Let $a_1,a_2\dots,a_n$ are the roots of $f(x)$.For $x=a_i$ for some $i$ the inequality is obvious.Otherwise,let $h(x)=\frac{f'(x)}{f(x)}$, $h$ is continuous and differentiable in every $x\ne a_i$. Observe that,$$h'(x)=\frac{f(x)f''(x)-f'(x)^2}{f(x)^2}$$Hence it is enough to show, $h(x)$ is a non-increasing function. $f$ can be written as $$f(x)=b(x-a_1)(x-a_2)\dots(x-a_n)$$. Hence,$$h(x)=\sum_{i=1}^n\frac{1}{(x-a_i)}$$But observe that ,$$m\ge n\implies\frac{1}{(m-a_i)}\le \frac{1}{(n-a_i)}$$. It implies $h$ is a non-increasing function.We are done $\blacksquare$

An alternative, purely inequalities, solution. For $n:={\rm deg}(f) = 1$, since $f''=0$, we have the inequality trivially.
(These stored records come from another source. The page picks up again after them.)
PR #795, opened 2022-05-11
remove wrapper types for IBC domain types

avahowell:
This PR removes our wrapper types for the IBC domain types, and instead does `impl Protobuf` directly in the proto crate on the IBC types. Also, the state paths for client related data have been brought into spec with ICS2.

### DIFF
--- a/ibc/src/component/client.rs
+++ b/ibc/src/component/client.rs
@@ -39,7 +39,7 @@ use tendermint_light_client_verifier::{
 };
 use tracing::instrument;
 
-use crate::{ClientConnections, ClientCounter, ConsensusState, VerifiedHeights, COMMITMENT_PREFIX};
+use crate::{ClientConnections, ClientCounter, VerifiedHeights, COMMITMENT_PREFIX};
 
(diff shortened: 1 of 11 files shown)


ibc/src/component/client.rs
```diff
@@ -352,44 +354,52 @@ impl Ics2Client {
...
     }
 
     async fn get_verified_heights(&self, client_id: &ClientId) -> Result<Option<VerifiedHeights>> {
         self.get_domain(
             format!(
-                "ibc/ics02-client/clients/{}/verified_heights",
-                hex::encode(client_id.as_bytes())
+                // NOTE: this is an implementation detail of the Penumbra ICS2 implementation, so
+                // it's not in the same path namespace.
+                "penumbra_verified_heights/{}/verified_heights",
```
hdevalence, line 401: non-blocking nit: maybe these should be `penumbra_ibc/verified_heights/`, so that they're all under the same path namespace, even though it's distinct from the `ibc` namespace?

hdevalence (approved):

PR #801, opened 2022-05-12
wip: ibc: add ICS4 channels support

avahowell:
this PR adds ICS4 channels support.


hdevalence (approved):
This looks reasonable to me, although I didn't cross-check against the ICS4 spec.

Could we split out the TODO items into issues, so we don't lose track of them?

ibc/src/component/channel.rs
```diff
@@ -0,0 +1,269 @@
...
+        self.put_channel_counter(ctr + 1).await;
+
+        Ok(ChannelId::new(ctr))
+    }
+    async fn get_channel(
+        &self,
+        channel_id: &ChannelId,
+        port_id: &PortId,
+    ) -> Result<Option<ChannelEnd>> {
+        self.get_domain(format!("channelEnds/ports/{}/channels/{}", port_id, channel_id).into())
```
hdevalence, line 224: Kind of surprised that these paths aren't prefixed with `ibc/` or something.

ibc/src/component/channel.rs
```diff
@@ -0,0 +1,269 @@
...
+use penumbra_transaction::Transaction;
+use tendermint::abci;
+use tracing::instrument;
+
+mod stateful;
+mod stateless;
+
+mod execution;
+
+pub struct ICS4Channel {
```
hdevalence, line 36: nit: could we rename this to `Ics4Channel` for consistency with the other IBC components?

ibc/src/component/channel.rs
```diff
@@ -0,0 +1,269 @@
...
+                _ => {}
+            }
+        }
+    }
+
+    #[instrument(name = "ics4_channel", skip(self, _end_block))]
+    async fn end_block(&mut self, _end_block: &abci::request::EndBlock) {}
+}
+
+impl ICS4Channel {}
```
hdevalence, line 200: nit: this empty block could be removed ?

hdevalence:
Going to squash+merge this, so that we don't risk generating conflicts, but it would be good to split out the TODOs into issues so we don't lose track.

Suppose $n\ge 2$, set $\textstyle f(x) = \prod_{1\le i\le n}(x-a_i)$, where $a_i$, $1\le i\le n$ are the roots of $f$. Then notice that \[ f' = f(x) \sum_{1\le i\le n}\frac{1}{x-a_i} \qquad\text{and}\qquad f'' = 2f(x) \sum_{1\le i<j\le n}\frac{1}{(x-a_i)(x-a_j)}. \]Now, fix $x\in\mathbb{R}$; and set $b_i:=(x-a_i)^{-1}$. In terms of $b_i$'s it suffices to show \[ 2f(x)^2 \sum_{1\le i<j\le n}b_i b_j \le f(x)^2 \left(\sum_{1\le i\le n}b_i\right)^2 \Leftrightarrow 2\sum_{1\le i<j\le n}b_ib_j \le \left(\sum_{1\le i\le n}b_i\right)^2. \]This is clear.